From what I can see in my server logs, a comment post doesn’t send a referrer. So it’s unlikely that RK would even look at it.
What just hit me was that it’s possible that the scripts/bots/whatever that spammers use first attempt to GET a page from to verify what kind of CMS the target is using, then depending on the results, they then send their spam comment/trackback. If this is the case, then yes, RK will definatly prevent some comment/trackback spam. But not intentionally. 🙂
I wonder if anyone knows how comment/trackback spammers do their thing. It would be really interesting to see if that is the case.

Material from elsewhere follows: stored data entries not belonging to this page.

PR #8931, opened 2019-03-11
Other ByteToMessageDecoder streamlining

njhill:
Motivation

While inspecting `ByteToMessageDecoder` during review of #8890 I noticed some other possibilities for optimization. These are independent of and should be complimentary to the changes under discussion in that PR.

Modifications

- Introduce local `STATE_REMOVED` state and use this in preference to `ctx.isRemoved()` to check for handler removal on the event loop (avoiding some volatile reads)
- Avoid allocating new buffer in `MERGE_CUMULATOR` if there is room after shifting existing live bytes
- Avoid copying bytes in `COMPOSITE_CUMULATOR` in all cases, performing a shallow copy instead when necessary; also guard against (unusual) case where input buffer is composite with writer index != capacity
- Optimize some related parts of `CompositeByteBuf` - in particular the discardReadBytes / discardReadComponents logic
- Integrate read-bytes discarding decision into cumulation logic and have it based on size of accumulated bytes - this is more of an RFC but to me makes more logical sense since in many cases the discard happens naturally (e.g. when a new buffer is used) and we are trying to guard against growth of unused bytes. It also means some fields and the counting logic can be removed. I have set the threshold to 1024 for now, maybe it could be made overridable similar to `setDiscardAfterReads` (assuming we go with this approach at all).

Result

Less copying/allocation in some existing cases, fewer volatile reads, simplified read-bytes discard logic.

### DIFF
--- a/codec/src/main/java/io/netty/handler/codec/ByteToMessageDecoder.java
+++ b/codec/src/main/java/io/netty/handler/codec/ByteToMessageDecoder.java
@@ -449,7 +449,7 @@ public abstract class ByteToMessageDecoder extends ChannelInboundHandlerAdapter 
                 // If it was removed, it is not safe to continue to operate on the buffer.
                 //
                 // See https://github.com/netty/netty/issues/1664
-                if (ctx.isRemoved()) {
+                if (isRemoved()) {
                     break;
                 }
 
--- a/codec/src/main/java/io/netty/handler/codec/ByteToMessageDecoder.java
+++ b/codec/src/main/java/io/netty/handler/codec/ByteToMessageDecoder.java
@@ -81,7 +81,8 @@ public abstract class ByteToMessageDecoder extends ChannelInboundHandlerAdapter 
         @Override
         public ByteBuf cumulate(ByteBufAllocator alloc, ByteBuf cumulation, ByteBuf in) {
             int discardable = cumulation.readerIndex();
-            if (cumulation.writerIndex() == discardable && !(in instanceof CompositeByteBuf)) {
+            if (cumulation.writerIndex() == discardable && in.isContiguous()) {
+                // If cumulation is empty and input buffer is contiguous, use it directly
                 cumulation.release();
                 return in;
             }
--- a/codec/src/main/java/io/netty/handler/codec/ByteToMessageDecoder.java
+++ b/codec/src/main/java/io/netty/handler/codec/ByteToMessageDecoder.java
@@ -83,7 +83,9 @@ public abstract class ByteToMessageDecoder extends ChannelInboundHandlerAdapter 
             try {
                 int required = in.readableBytes();
                 int discardable = cumulation.readerIndex();
-                int remaining = cumulation.maxCapacity() - cumulation.writerIndex();
+                // If discardable == 0 then we allow the buffer resize itself internally (equivalent to explicit
+                // allocation + copy but cheaper)
+                int remaining = discardable > 0 ? cumulation.maxFastWritableBytes() : cumulation.maxWritableBytes();
                 if ((remaining + discardable) < required || cumulation.refCnt() > 1 || cumulation.isReadOnly()) {
                     // Expand cumulation (by replace it) when either there is not more room in the buffer
                     // or if the refCnt is greater then 1 which may happen when the user use slice().retain() or
--- a/codec/src/main/java/io/netty/handler/codec/ByteToMessageDecoder.java
+++ b/codec/src/main/java/io/netty/handler/codec/ByteToMessageDecoder.java
@@ -255,20 +255,23 @@ public abstract class ByteToMessageDecoder extends ChannelInboundHandlerAdapter 
             decodeState = STATE_HANDLER_REMOVED_PENDING;
             return;
         }
-        ByteBuf buf = cumulation;
-        if (buf != null) {
-            // Directly set this to null so we are sure we not access it in any other method here anymore.
-            cumulation = null;
-            int readable = buf.readableBytes();
-            if (readable > 0) {
-                ctx.fireChannelRead(buf);
-                ctx.fireChannelReadComplete();
-            } else {
-                buf.release();
+        try {
+            ByteBuf buf = cumulation;
+            if (buf != null) {
+                // Directly set this to null so we are sure we not access it in any other method here anymore.
+                cumulation = null;
+                int readable = buf.readableBytes();
+                if (readable > 0) {
+                    ctx.fireChannelRead(buf);
+                    ctx.fireChannelReadComplete();
+                } else {
+                    buf.release();
+                }
             }
+            handlerRemoved0(ctx);
+        } finally {
+            decodeState = STATE_REMOVED;
         }
-        handlerRemoved0(ctx);
-        decodeState = STATE_REMOVED;
     }
 
     /**
--- a/codec/src/main/java/io/netty/handler/codec/ByteToMessageDecoder.java
+++ b/codec/src/main/java/io/netty/handler/codec/ByteToMessageDecoder.java
@@ -80,9 +80,13 @@ public abstract class ByteToMessageDecoder extends ChannelInboundHandlerAdapter 
     public static final Cumulator MERGE_CUMULATOR = new Cumulator() {
         @Override
         public ByteBuf cumulate(ByteBufAllocator alloc, ByteBuf cumulation, ByteBuf in) {
+            int discardable = cumulation.readerIndex();
+            if (cumulation.writerIndex() == discardable && !(in instanceof CompositeByteBuf)) {
+                cumulation.release();
+                return in;
+            }
             try {
                 int required = in.readableBytes();
-                int discardable = cumulation.readerIndex();
                 // If discardable == 0 then we allow the buffer resize itself internally (equivalent to explicit
                 // allocation + copy but cheaper)
                 int remaining = discardable > 0 ? cumulation.maxFastWritableBytes() : cumulation.maxWritableBytes();
@@ -118,6 +122,10 @@ public abstract class ByteToMessageDecoder extends ChannelInboundHandlerAdapter 
     public static final Cumulator COMPOSITE_CUMULATOR = new Cumulator() {
         @Override
         public ByteBuf cumulate(ByteBufAllocator alloc, ByteBuf cumulation, ByteBuf in) {
+            if (!cumulation.isReadable()) {
+                cumulation.release();
+                return in;
+            }
             CompositeByteBuf composite = null;
             try {
                 if (cumulation instanceof CompositeByteBuf && cumulation.refCnt() == 1) {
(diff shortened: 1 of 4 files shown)


buffer/src/main/java/io/netty/buffer/CompositeByteBuf.java
```diff
@@ -1675,16 +1675,28 @@ public CompositeByteBuf discardReadComponents() {
         }
 
         // Remove read components.
-        int firstComponentId = toComponentIndex0(readerIndex);
-        for (int i = 0; i < firstComponentId; i ++) {
-            components[i].free();
+        int firstComponentId = 0;
+        Component c = null;
+        for (int size = componentCount;
+                firstComponentId < size; firstComponentId ++) {
```
trustin: nit: Could fit into a single line.

codec/src/main/java/io/netty/handler/codec/ByteToMessageDecoder.java
```diff
@@ -110,49 +115,82 @@ public ByteBuf cumulate(ByteBufAllocator alloc, ByteBuf cumulation, ByteBuf in)
...
+        final int ridx = from.readerIndex();
+        final int widx = from.writerIndex();
+        final int compCount = from.numComponents();
+        int cidx = from.toComponentIndex(ridx);
+        int newReaderIdx = ridx - from.toByteIndex(cidx);
+        while (true) {
+            ByteBuf newComponent = from.internalComponent(cidx++).retain();
+            if (newReaderIdx > 0) {
+                newComponent = newComponent.slice(newReaderIdx,
+                        newComponent.readableBytes() - newReaderIdx);
```
trustin: nit: This one could fit into a single line as well. If you are concerned about readability, please consider aligning for aesthetics' sake:

```java
newComponent = newComponent.slice(newReaderIdx,
                                  newComponent.readableBytes() - newReaderIdx);
```

codec/src/main/java/io/netty/handler/codec/ByteToMessageDecoder.java
```diff
@@ -200,12 +236,12 @@ public void setCumulator(Cumulator cumulator) {
     }
 
     /**
-     * Set the number of reads after which {@link ByteBuf#discardSomeReadBytes()} are called and so free up memory.
-     * The default is {@code 16}.
+     * @deprecated discards are now performed based on accumulated size of read bytes
```
trustin: - discards -> Discards
- missing period at the end of the sentence.

How about adding a one-line description so that the generated Javadoc does not show an empty description cell in the summary table? e.g.

```java
/**
 * This method does nothing. Discards are now performed based on accumulated size of read bytes.
 * @deprecated This method does nothing.
 */
```

codec/src/main/java/io/netty/handler/codec/ByteToMessageDecoder.java
```diff
@@ -263,14 +299,20 @@ public final void handlerRemoved(ChannelHandlerContext ctx) throws Exception {
      */
     protected void handlerRemoved0(ChannelHandlerContext ctx) throws Exception { }
 
+    /**
+     * Cheaper than calling {@code ctx.isRemoved()} from event loop
```
trustin: We should tell what this method does first, from the standpoint of an API user:

```java
/**
 * Tells whether this handle has been removed from the {@link ChannelPipeline}.
 * This method is useful because 1) a user can check if this handler is removed even if
 * he or she does not have a reference to {@link ChannelHandlerContext} and 2) it is
 * cheaper than {@link ChannelHandlerContext#isRemoved()}.
 */
```

njhill:
Thanks @trustin, have addressed your comments. I take it then that you're in favour of the proposed change of when read bytes are discarded? and if so do you think the "min bytes before discard" threshold should be configurable, e.g. via a `setMinimumReadBytesBeforeDiscard(int)` method, or better to keep it simple for now?

trustin:
I'm fine of either options but I think we can make it configurable when people asks for it, as long as we have the sensible default.

buffer/src/main/java/io/netty/buffer/CompositeByteBuf.java
```diff
@@ -1712,30 +1723,26 @@ public CompositeByteBuf discardReadBytes() {
...
+        c.endOffset -= readerIndex;
+        c.adjustment += readerIndex;
+        c.slice = null;
+
+        Component la = lastAccessed;
+        if (la != null && la.endOffset < readerIndex) {
+            lastAccessed = null;
         }
 
         removeCompRange(0, firstComponentId);
```
normanmaurer: @njhill could we make a separate PR for the `CompositeByteBuf` changes and so keep things focused ?

codec/src/main/java/io/netty/handler/codec/ByteToMessageDecoder.java
```diff
@@ -110,49 +115,81 @@ public ByteBuf cumulate(ByteBufAllocator alloc, ByteBuf cumulation, ByteBuf in)
...
+                addFlattenedComponents(composite, in);
+                in = null;
+                return composite;
             } finally {
                 if (in != null) {
-                    // We must release if the ownership was not transferred as otherwise it may produce a leak if
-                    // writeBytes(...) throw for whatever release (for example because of OutOfMemoryError).
+                    // We must release if the ownership was not transferred as otherwise it may produce a leak
                     in.release();
+                    if (composite != null && composite != cumulation) {
```
normanmaurer: should this be moved out of the `in != null` block ?

codec/src/main/java/io/netty/handler/codec/ByteToMessageDecoder.java
```diff
@@ -110,49 +115,81 @@ public ByteBuf cumulate(ByteBufAllocator alloc, ByteBuf cumulation, ByteBuf in)
...
+        if (!(toAdd instanceof CompositeByteBuf)) {
+            return composite.addComponent(true, toAdd);
+        }
+        CompositeByteBuf from = (CompositeByteBuf) toAdd;
+        final int ridx = from.readerIndex();
+        final int widx = from.writerIndex();
+        final int compCount = from.numComponents();
+        int cidx = from.toComponentIndex(ridx);
+        int newReaderIdx = ridx - from.toByteIndex(cidx);
+        while (true) {
```
normanmaurer: nit: can you use `for(;;)` to match what we usually use in netty ?

codec/src/main/java/io/netty/handler/codec/ByteToMessageDecoder.java
njhill: @normanmaurer this was actually intentional since I think we only want to release it in the case we allocated it within the method _and_ aren't returning successfully.  Maybe it would be more readable to move it out and add `composite = null;` next to the existing `in = null;` ... I'll change that.

buffer/src/main/java/io/netty/buffer/CompositeByteBuf.java
njhill: Sure, the reason I included them here is that the other changes kind of rely on discarding read components to be cheap, especially if there are none to discard (as would be common). I'll split into another PR though which can precede this one.

codec/src/main/java/io/netty/handler/codec/ByteToMessageDecoder.java
njhill: Oops no that won't work of course since we need to return `composite` :) I will just add a comment, hopefully that will be sufficient.

njhill:
@normanmaurer I've moved the `CompositeByteBuf` changes to #8939, PTAL. I also moved the shallow-copy "helper" logic to a new method there, since it could be more generally useful and can be more efficient since internals can be modified directly. If you think that one looks ok I will rebase this on it and add some benchmarks.

normanmaurer:
@netty-bot test this please

normanmaurer:
@njhill please fix the test errors...

njhill:
@normanmaurer sure, will look when i can, on vac this week so may be a bit slow

normanmaurer:
@njhill no worries... thanks a lot!

njhill:
Thanks @trustin!

@normanmaurer I've pushed 066afd4f5f576284fa3e4c3e4a3a70d30813e17e which fixes the test failures. It also includes "fixes" to other places which do the same thing, namely passing a wrapped buffer with refcount of 1 into `Channel.writeInbound()` assuming that its contents won't be changed (it should be completely giving up ownership in this case).

njhill:
@normanmaurer I have moved the commit mentioned in the prior comment to a new PR #9058 since it's kind of an independent fix. I will rebase this after that's merged, tests will fail again on this branch until then!

normanmaurer:
@netty-bot test this please

njhill:
@normanmaurer test failure is just related to the rebase, I can fix. But maybe hold off merging this a little longer, I was planning to open one more `ByteBuf` PR first to also be used in this one.

normanmaurer:
@njhill can you rebase ?

normanmaurer:
@njhill is this ready to re-review ?

normanmaurer:
@netty-bot test this please

njhill:
@normanmaurer yes I think so, thanks (and I did rebase as I'm sure you noticed). There's no need to wait for the other change mentioned in prior comment, can handle that in another update.

njhill:
@normanmaurer I pushed an additional commit after looking at this more myself. This will ensure that composite buffers will always be joined into a contiguous buffer when using `MERGE_CUMULATOR`, which I think is most consistent/expected/correct.

And one more thing I'd like to verify is that these changes haven't pushed either of the `cumulate(...)` methods over the default inlining size limit. I'll aim to do that soon and update here.

normanmaurer:
@netty-bot test this please

codec/src/main/java/io/netty/handler/codec/ByteToMessageDecoder.java
```diff
@@ -258,6 +268,7 @@ public final void handlerRemoved(ChannelHandlerContext ctx) throws Exception {
             }
         }
         handlerRemoved0(ctx);
+        decodeState = STATE_REMOVED;
```
normanmaurer: I think this should be set in a `finally` block

normanmaurer:
@netty-bot test this please

njhill:
@normanmaurer I verified that everything is still small enough for inlining, so hopefully this is good to go. If #9735 is accepted then we may want to merge that first and update the composite check in this one to use it.

njhill:
@normanmaurer I've re-based and incorporated `isContiguous()` method. Hopefully it's now ready!

normanmaurer:
@netty-bot test this please

normanmaurer:
@njhill LGTM.... do we have any benchmarks ?

njhill:
@normanmaurer I will aim to run some benchmarks soon. Also have some related follow-on changes coming - hopefully will show incremental improvements from each.

normanmaurer:
@njhill ok thanks

normanmaurer:
@njhill please rebase and let me know once I should have a look again. Would be nice to process some of the PR backlog :)

njhill:
@normanmaurer sorry for the hold up... There's at least one edge case I came across while benchmarking (in terms of data arrival / message consumption patterns) which resulted in lower performance.

This case involves the cumulation never being retained or fully consumed, so that it's continually reused. By continually discarding, the new logic keeps it smaller than it would have grown to otherwise (using less mem) but means discards are more frequent and thus the rate of bytes copied is slightly higher. I don't know if it's a realistic case but anyhow would be eliminated by some follow-on changes I have so I'm thinking to reduce the scope of this PR a bit to avoid this behaviour and open some other ones.

normanmaurer:
Sounds good

njhill:
@normanmaurer I have now opened #9891 to replace this one - leaving current discard-related logic intact for now.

Thanks SOSOSOSO much Tom!!!! I’m going to have to implement some of these methods you talk about!!! Matt hasn’t loaded the new version of WP for me yet – you think he would do that for his SISTER!!! – but he’s fixing it as soon as he gets back from Europe; I’m going to show him this post to help with the process. I think that I actually get more comment spam than he does for some weird reason, and 99.9999% of it is obscene. It really upsets my mother. I also really like the way your site is set up. I may have to show that to him as well…you know, as a hint… 🙂
Am I missing something? Since upgrading to WordPress 1.5, I’ve been singingn it’s praises when it comes to dealing with spam. Right now, anything that looks like spam (or from a new commenter) gets routed to my moderatin queue. I check it a few times a day, and can usually manage everything (even if I have 100 or more spam comments in moderation) in two clicks or three clicks. No need for a plugin, and I’m not even using the blacklist feature. I get emails about every comment, and I haven’t seen any spam get through.

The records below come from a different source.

PR #8932, opened 2019-03-12
Support ALLOW_HALF_CLOSURE channel option on Unix domain socket.

zhongl:
Motivation:

Since DomainSocketChannel is a DuplexChannel,  which be able to shutdown input or output individually on demands, but ALLOW_HALF_CLOSURE channel option has not been supported yet.

I thought this could be a missing feature of Unix domain socket, so here the PR for it.

Modifications:

1. Added allHalfClosure property both in  EpollDomainSocketChannelConfig and KQueueDomainSocketChannelConfig,
2. Enabled isAllowHalfClosure method of native channel to support domain channel config,
3. Created EpollDomainSocketShutdownOutputByPeerTest and KQueueDomainSocketShutdownOutputByPeerTest to verify the change.

Result:

ALLOW_HALF_CLOSURE channel option can be set with DomainSocketChannel, and no more warning of Unknown channel option 'ALLOW_HALF_CLOSURE'.

### DIFF
--- a/testsuite/src/main/java/io/netty/testsuite/transport/socket/AbstractSocketShutdownOutputByPeerTest.java
+++ b/testsuite/src/main/java/io/netty/testsuite/transport/socket/AbstractSocketShutdownOutputByPeerTest.java
@@ -43,7 +43,7 @@ public abstract class AbstractSocketShutdownOutputByPeerTest<Socket> extends Abs
 
     public void testShutdownOutput(ServerBootstrap sb) throws Throwable {
         TestHandler h = new TestHandler();
-        Socket s = getSocket();
+        Socket s = newSocket();
         Channel sc = null;
         try {
             sc = sb.childHandler(h).childOption(ChannelOption.ALLOW_HALF_CLOSURE, true).bind().sync().channel();
@@ -84,7 +84,7 @@ public abstract class AbstractSocketShutdownOutputByPeerTest<Socket> extends Abs
 
     public void testShutdownOutputWithoutOption(ServerBootstrap sb) throws Throwable {
         TestHandler h = new TestHandler();
-        Socket s = getSocket();
+        Socket s = newSocket();
         Channel sc = null;
         try {
             sc = sb.childHandler(h).bind().sync().channel();
@@ -125,9 +125,9 @@ public abstract class AbstractSocketShutdownOutputByPeerTest<Socket> extends Abs
 
     protected abstract void close(Socket s) throws IOException;
 
-    protected abstract void write(Socket s, int i) throws IOException;
+    protected abstract void write(Socket s, int data) throws IOException;
 
-    protected abstract Socket getSocket();
+    protected abstract Socket newSocket();
 
     private static class TestHandler extends SimpleChannelInboundHandler<ByteBuf> {
         volatile DuplexChannel ch;
--- a/testsuite/src/main/java/io/netty/testsuite/transport/socket/AbstractSocketShutdownOutputByPeerTest.java
+++ b/testsuite/src/main/java/io/netty/testsuite/transport/socket/AbstractSocketShutdownOutputByPeerTest.java
@@ -66,9 +66,10 @@ public abstract class AbstractSocketShutdownOutputByPeerTest<Socket> extends Abs
             assertTrue(h.ch.isActive());
             assertTrue(h.ch.isInputShutdown());
             assertFalse(h.ch.isOutputShutdown());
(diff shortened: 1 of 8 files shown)


transport-native-epoll/src/main/java/io/netty/channel/epoll/EpollDomainSocketChannelConfig.java
```diff
@@ -44,6 +46,9 @@
         if (option == EpollChannelOption.DOMAIN_SOCKET_READ_MODE) {
             return (T) getReadMode();
         }
+        if (option == EpollChannelOption.ALLOW_HALF_CLOSURE) {
```
normanmaurer: I think you also need to add it to the `getOptions` method. See : https://github.com/netty/netty/blob/1c66815c8aadb53f373e8070279a510a2eda89a7/transport-native-epoll/src/main/java/io/netty/channel/epoll/EpollSocketChannelConfig.java#L60

transport-native-kqueue/src/main/java/io/netty/channel/kqueue/KQueueDomainSocketChannelConfig.java
```diff
@@ -47,6 +49,9 @@
         if (option == DOMAIN_SOCKET_READ_MODE) {
             return (T) getReadMode();
         }
+        if (option == ALLOW_HALF_CLOSURE) {
```
normanmaurer: I think you also need to add it to the `getOptions` method. See : https://github.com/netty/netty/blob/1c66815c8aadb53f373e8070279a510a2eda89a7/transport-native-epoll/src/main/java/io/netty/channel/epoll/EpollSocketChannelConfig.java#L60

zhongl:
@normanmaurer - fixed.

transport-native-epoll/src/main/java/io/netty/channel/epoll/EpollDomainSocketChannelConfig.java
```diff
@@ -28,14 +29,15 @@
...
+    private volatile boolean allowHalfClosure;
 
     EpollDomainSocketChannelConfig(AbstractEpollChannel channel) {
         super(channel);
     }
 
     @Override
     public Map<ChannelOption<?>, Object> getOptions() {
-        return getOptions(super.getOptions(), EpollChannelOption.DOMAIN_SOCKET_READ_MODE);
+        return getOptions(super.getOptions(), EpollChannelOption.DOMAIN_SOCKET_READ_MODE, ChannelOption.ALLOW_HALF_CLOSURE);
```
normanmaurer: use `EpollChannelOption.ALLOW_HALF_CLOSURE` here or use `ChannelOption.ALLOW_HALF_CLOSURE` bellow to make it consistent

testsuite/src/main/java/io/netty/testsuite/transport/socket/AbstractSocketShutdownOutputByPeerTest.java
```diff
@@ -0,0 +1,162 @@
...
+            h.closure.await();
+
+            assertFalse(h.ch.isOpen());
+            assertFalse(h.ch.isActive());
+            assertTrue(h.ch.isInputShutdown());
+            assertTrue(h.ch.isOutputShutdown());
+
+            assertEquals(1, h.halfClosure.getCount());
+            Thread.sleep(100);
+            assertEquals(0, h.halfClosureCount.intValue());
```
normanmaurer: @zhongl I wonder if it may be better to do something like this to reduce the risk of false-positives:

```
while (h.halfClosure.getCount() != 1 && h.halfClosureCount.intValue() != 0) {
    Thread.sleep(100);
}
```

Just ensure you use a timeout in the `@Test` declaration so we not end up in an endless loop if something went wrong

zhongl: ok, how about using this while pattern to improve another thread sleeping at line 70?

normanmaurer: sounds good

zhongl: done!

normanmaurer:
@netty-bot test this please

normanmaurer:
@netty-bot test this please

PR #8933, opened 2019-03-12
Fail build when Illegal reflective access is detected

normanmaurer:
Motivation:

We want to make the experience as smooth as possible for our users when using Java9+ and so should ensure we do not produce any 'Illegal reflective access' errors when using netty.

Modifications:

Add jvmArgs when running our tests that will deny reflective access and so will fail the build at the end due not be able to load some classes.

Result:

Ensure we do not produce any illegal refelctive access errors when using java9+

### DIFF
--- a/pom.xml
+++ b/pom.xml
@@ -97,6 +97,9 @@
         <jdk>12</jdk>
       </activation>
       <properties>
+        <argLine.java9.extras />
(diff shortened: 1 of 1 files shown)


normanmaurer:
@netty-bot test this please

normanmaurer:
Let me merge this as its just a pom.xml change.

So am I just lucky, or am I missing something.
No Terrance,
you are not missing anything. It used to really annoy me that I had to spend the time going through the moderation queue several times a day emptying it. I was constantly afraid that I would, at some point be overzealous and delete a legit comment.
So I decided to only let legitimate comments through using the measures outlined in this post. Now, only legitimate comments are posted, spam never makes it to the site and it is all transparent to the user. Their comments just appear as soon as they are made.

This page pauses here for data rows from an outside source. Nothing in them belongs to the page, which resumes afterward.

PR #8934, opened 2019-03-12
Remove --add-opens=java.base/java.nio=ALL-UNNAMED when running tests …

normanmaurer:
…as it is not needed anymore since a long time

Motivation:

At some point we needed --add-opens=java.base/java.nio=ALL-UNNAMED to run our native tests but this is not true anymore.

Modifications:

Remove --add-opens=java.base/java.nio=ALL-UNNAMED when running native tests.

Result:

Remove obsolate jvm arg.


normanmaurer:
Let me merge this as its just a removal of a flag during test runs

PR #595, opened 2019-07-09
Disable whatever calls extract/agg_curves

ptormene:
Companion of https://github.com/gem/oq-engine/pull/4882

Besides some code re-alignment, the only actual change is commenting out the loader for `agg_curves-stats`, that is the only one that uses `extract/agg_curves/loss_type`


micheles:
LGTM

PR #598, opened 2019-07-11
Hovering on the name of an engine calc output, a tooltip displays the output type and its size

ptormene:
(e.g. Aggregate Asset Losses -> agg_losses-rlzs)

tooltip

In the past, we decided to avoid displaying such information in the table, keeping the visualized data simpler and cleaner. However, this is visualized in the WebUI, and it can be useful in some cases.
I decided to implement this hybrid approach, to allow users to easily obtain the information by pointing the mouse to the output name and visualizing the tooltip, so the table remains as simple and clean as before.


ptormene:
In the WebUI, a tooltip shows the size of the output. I might add also that information to the tooltip I am adding here (e.g. "output_short_name (0.5 MB)"

ptormene:
tooltip2

PR #608, opened 2019-07-23
Load dmg_by_asset with or without aggregating by site

ptormene:
and use the output without aggregation by site to perform recovery modeling.

In order to make recovery modeling work, I transform the damage state values, that currently correspond to the number of buildings in each damage state (instead of being the probability for a building to be in each damage state). By dividing the number of building in each damage state by the total number of buildings, I obtain the probabilities summing to 1, that are usable by the recovery modeling tool.

I have also added integration tests to run the recovery modeling for 1 or 2 points in the map, in case of no aggregation by site, with different recovery time approaches.

I have added 2 checkboxes: one to force the selection of all the assets that are at the same coordinates of the one that is randomly selected by QGIS when you click on overlapping points; the second to enable/disable recalculating the recovery curve on-the-fly.

I removed functional tests completely. They included only tests about recovery modeling, and they assumed some reference data that became outdated and that would become outdated again each and every time the dmg_by_asset output changes its format. Instead of those precise but fragile tests, I have now some checks in the integration tests, to make sure that recovery curves are in the range 0-1, as well as normalized probabilities to be in each damage state.

TODO:

- [x] when 'load only the selected items' is unchecked, both the aggregated by site and the not aggregated kinds of layer have to be loaded correctly, with meaningful names


ptormene:
Fixes https://github.com/gem/oq-irmt-qgis/issues/609

ptormene:
Also fixes https://github.com/gem/oq-irmt-qgis/issues/249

And they don’t have to have javascript turned on nor do they have to enter CAPTCHA text in a box – this is annoying for many commenters as it places an extra burden on them.
Hope this clarifies the issue for you.
Tom.
Just a quick comment to correct what Dave M. says above: RK does indeed server a real 403 server error (with http headers etc). It just does so with its own 403 message (which also attempts to redirect) and not with Apache’s. Which is completely valid and will still insure your logs stay clean.
Good luck with that, and if you still get tired of having to clean through the few remaining comment spams, consider using SK2: it’s a major leap from SK1 and shouldn’t give you or your commenter any trouble whatsoever.
Dr. Dave,
thanks for clarifying this.
I’ll keep that in mind if I get comment spam in the future. Since implementing these measures I have had only one comment spam and I believe it got through these defences because it was manually submitted.
I guess if the author says it, it must be true. 🙂
I have all but given up on RK. I watched the RK logs daily, yet I noticed that my referral list was filling up with a ton of spam. I double checked the RK logs and didn’t see any entries for the spam. I don’t know how they were bypassing RK, but they must have been.
So I took out the referral page on my site, and removed RK. I really feel that a blacklist is necessary with RK. Sure, it’s a pain to put in the BL entries, but it was just as much of a pain to change the entries in the logs that were wrong, so I would rather “educate” the tool, than have to “remind” it every so often.
Ah well, referral lists are not that useful a part of a website anyway.
I don’t see any need (for me) to install Spam Karma as it would only add overhead to the server for no extra benefit and the very real possibility of losing legitimate comments (as happened me when I used it previously) through false positives.
I wish I had the time to edit .htaccess files and blacklist tables to make sure I don’t see comment spam too. However, I am very pleased that Spam Karma does this for me and an increadible job of it at that. Out of over 3400 comment spams in 3 months, I have only had *1* false positive and a couple of false negitives.
If using WP’s built in precautions work for you, wonderful. For me, I need an automated way of dealing with them.
mp3seeker,
Couldn’t agree more – I had Spam Karma on my site very briefly but I found it gave too many false positives so I uninstalled it.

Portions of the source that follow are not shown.